With the congressman’s help, Phil had already gotten a federal beautification grant, and Main Street’s cracked concrete sidewalks were being dug up and relaid with pretty brick. The utilitarian streetlights had been replaced by scrolling black wrought-iron ones that arched elegantly over the streets. State money was providing low-interest loans to business owners to paint their storefronts and buy new awnings. Financial packages had been put together to tempt new business people.

Phil went looking for these new businesses, approaching individuals no one else would have thought to talk to. A very nice, almost elderly lady, Mrs. Ballard, Dennis Gatkin’s older sister, had been the first to open one. She had been collecting teacups for years, and her kids didn’t want them. Since Dennis still owned the pharmacy building, she could arrange her collection on his shelves rent-free. Charles Dussel, who was a bit of a bird nut, was going to sell bird seed and his handmade wooden birdhouses in a shop he was calling Happy Little Bluebirds. Barb and Pete Eislinger were opening an old-fashioned sweets shop in their electronics store to sell fudge, ice cream, lemonade, and popcorn. Phil had persuaded Mr. Twitchell, the shoe-repair man, to carry a line of leather gift items. He was having less success at getting Mrs. Cavender to install a cappuccino machine in her bakery. “It’s so much work for just one cup,” she fussed.

But even if there had been a cappuccino machine,
none of these new businesses would bring people into town. The one business that might draw people, independent of the riverboat excavation, was Celandine Gardens, Sierra’s mail-order line of herbal soaps and lotions. It was clearly a successful enterprise. A number of well-heeled patrons came to the Nina Lane Birthday Celebration only for the sake of the Celandine Gardens table. A full retail outlet might bring people to Fleur-de-lis year-round. But thus far, even the very persuasive Phil hadn’t been able to get Sierra to consider it. So he asked Matt to talk to her.
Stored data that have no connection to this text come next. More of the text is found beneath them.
PR #710, opened 2018-07-20
add predicates to match based on jwt content

szuecs:
JwtAnyKV("iss", "https://accounts.google.com")
JwtAllKV("iss", "https://accounts.google.com", "email", "skipper-router@googlegroups.com")

### DIFF
--- a/predicates/auth/jwt.go
+++ b/predicates/auth/jwt.go
@@ -1,0 +1,182 @@
+/*
+Package auth implements custom predicates to match based on content
+of the HTTP Authorization header.
+
+This predicate can be used to match a route based on data in the 2nd
+part of a JWT token, for example based on the issuer.
+
+Examples:
+
+    // one key value pair has to match
+    example1: JWTPayloadAnyKV("iss", "https://accounts.google.com", "email", "skipper-router@googlegroups.com")
+	-> "http://example.org/";
+    // all key value pairs have to match
+    example2: * && JWTPayloadAllKV("iss", "https://accounts.google.com", "email", "skipper-router@googlegroups.com")
+	-> "http://example.org/";
+*/
+package auth
+
+import (
+	"encoding/base64"
+	"encoding/json"
+	"net/http"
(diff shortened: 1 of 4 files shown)


szuecs:
:+1:

mikkeloscar:
@szuecs regarding the naming, would it make sense to include `Payload` in the name, because this is what it looks into afaict.? I use the term payload because this is what's used here: https://jwt.io/

njuettner:
@szuecs JWT should be written in uppercase WDYT?

szuecs:
@mikkeloscar @njuettner addressed your comments

szuecs:
:+1:

mikkeloscar:
:+1:

predicates/auth/jwt.go
```diff
@@ -0,0 +1,183 @@
+/*
+Package auth implements custom predicates to match based on content
+of the HTTP Authorization header.
+
+You can use this predicate to match a route based on data in the 2nd part of a JWT token, for example based on the issuer.
```
aryszka: I think that it is nicer to use the passive form of "This predicate can be used..." in code docs.

predicates/auth/jwt.go
```diff
@@ -0,0 +1,183 @@
...
+
+	"github.com/zalando/skipper/routing"
+)
+
+const (
+	authHeaderName   = "Authorization"
+	authHeaderPrefix = "Bearer "
+)
+
+var InvalidArgsError = errors.New("invalid arguments")
```
aryszka: errors should be called conventionally ErrSomething. -> ErrInvalidArgsError. For some reason we also have this error here: https://github.com/zalando/skipper/blob/master/predicates/predicates.go#L6

aryszka:
:+1:

aryszka:
formatting fails:

```
make[1]: *** [check-fmt] Error 1
```

aryszka:
:+1:

PR #711, opened 2018-07-20
Fix custom routes for multiple hosts

mikkeloscar:
This fixes an issue, where given an ingress with the custom routes
annotation `zalando.org/skipper-routes` and multiple rules defined, the
route would only be created for the last rule.

I.e. the following ingress:

```yaml
kind: Ingress
metadata:
  annotations:
    zalando.org/skipper-routes: |
      Method("OPTIONS") -> status(200) -> <shunt>
  name: app
spec:
  rules:
  - host: app-default.example.org
    http:
      paths:
      - backend:
          serviceName: app-svc
          servicePort: 80
  - host: app-alt.example.org
    http:
      paths:
      - backend:
          serviceName: app-svc
          servicePort: 80
```

Would produce the custom route:

```
Host(/^app-alt[.]example[.]org$/) && Method("OPTIONS") ->
  status(200) -> <shunt>
```

When it should create routes for both host names:

```
1: Host(/^app-default[.]example[.]org$/) && Method("OPTIONS") ->
  status(200) -> <shunt>;
2: Host(/^app-alt[.]example[.]org$/) && Method("OPTIONS") ->
  status(200) -> <shunt>;
```

The fix is to copy the base route instead of overwriting the same route
pointer.

### DIFF
--- a/dataclients/kubernetes/kube.go
+++ b/dataclients/kubernetes/kube.go
@@ -905,10 +905,11 @@ func (c *Client) ingressToRoutes(items []*ingressItem) ([]*eskip.Route, error) {
 			host := []string{"^" + strings.Replace(rule.Host, ".", "[.]", -1) + "$"}
 
 			// add extra routes from optional annotation
-			for idx, route := range extraRoutes {
+			for idx, r := range extraRoutes {
+				route := *r
 				route.HostRegexps = host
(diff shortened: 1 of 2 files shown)


hjacobs:
@mikkeloscar can you add a test please? This sounds like a perfect opportunity to increase Skipper's test suite :smirk:

mikkeloscar:
Added a test case which shows it's fixed :)

szuecs:
:+1:

mikkeloscar:
:+1:

PR #715, opened 2018-07-23
Improve the routing table information documentation

### LINKED ISSUE #713: Routes endpoint not giving every route loaded
We're using Skipper on our k8s cluster. It's loading automatically all ingresses and converting them to it's own routes.

We sometimes need to get all the routes loaded. We do that executing a curl inside the pod:
```
curl "http://localhost:9911/routes"
```

The problem we're facing is that even though this call returns a list of routes, it's not complete. If we check the number of lines, it's a changing number near to 4300 lines.

Is there any way of not limiting this response?

jchanam:
This PR adds information about getting the routes from Skipper. It explains the limit of routes given by default and how to configure it.

It fixes #713

### DIFF
--- a/docs/operations.md
+++ b/docs/operations.md
@@ -379,7 +379,7 @@ of the last route table update `X-Timestamp`, using a HEAD request:
     Date: Sun, 04 Feb 2018 20:54:31 GMT
 
 The number of routes given is limited (1024 routes by default).
-In order to control this limits, there are two filters: `limit` and
+In order to control this limits, there are two parameters: `limit` and
 `offset`. The `limit` defines the number of routes to get and
 `offset` where to start the list. Thanks to this, it's possible
 to get the results paginated or getting all of them at the same time.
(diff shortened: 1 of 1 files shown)


docs/operations.md
```diff
@@ -377,3 +377,11 @@ of the last route table update `X-Timestamp`, using a HEAD request:
     X-Count: 1
     X-Timestamp: 1517777628
     Date: Sun, 04 Feb 2018 20:54:31 GMT
+
+The number of routes given is limited (1024 routes by default).
+In order to control this limits, there are two filters: `limit` and
```
aryszka: what do you think of using the wording "parameter" or "query param" instead of "filter" in order to avoid overloading the word "filter", since it is used very often in skipper for something very different?

aryszka:
:+1:

aryszka:
:+1:

hjacobs:
:+1:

Phil’s motives were not pure. He never concealed that. The congressman was retiring at the end of this term, and Phil wanted his job. “But people are going to say that I’ve had it too easy, that I’ve never done anything for the town. I need to come home and prove myself.”

His efforts weren’t universally popular. Some people hated change so much that they couldn’t be realistic. They hated the Kmart, they hated the stores closing, they hated them reopening as tourist shops. They seemed to think that if the town did nothing, things would eventually go back to the way they used to be.

That wasn’t going to happen. Fleur-de-lis would never again have a downtown that serviced its local residents. It was going to attract either tourists or no one at all. That was the choice.

So Matt was here talking to Sierra.

“You could really do a lot to bring about change,” he said. “I know Phil’s talked to you about this. It will be a lot easier to get other people to open shops
if we can promise them that you’ll be there. You’ll bring in the traffic.”

“What are you saying?” she asked. “You want
me
to open a store? Me? A store … that’s so capitalist.”

How could anyone who had been running a successful business for twenty years complain about capitalism? “You’d meet a lot of interesting people, Sierra.”

“But a store is such a commitment, Matthew, such a restriction of one’s freedom. Opening times, closing times. You know me, I’m a free spirit. I can’t be tied down.”

Matt was suddenly angry. She was a free spirit? Maybe the dead were free to be spirits, but the living had obligations and responsibilities, things that did tie you down. “Ten years ago the School Board asked if you’d come in three times a week and teach an hour of French or German—nobody cared which—and you said you didn’t want to be tied down to a full-year contract. Since then, for a whole decade, every single kid at that high school has had to take Spanish because you didn’t want to be tied down, and I can’t see that you’ve gone anywhere.”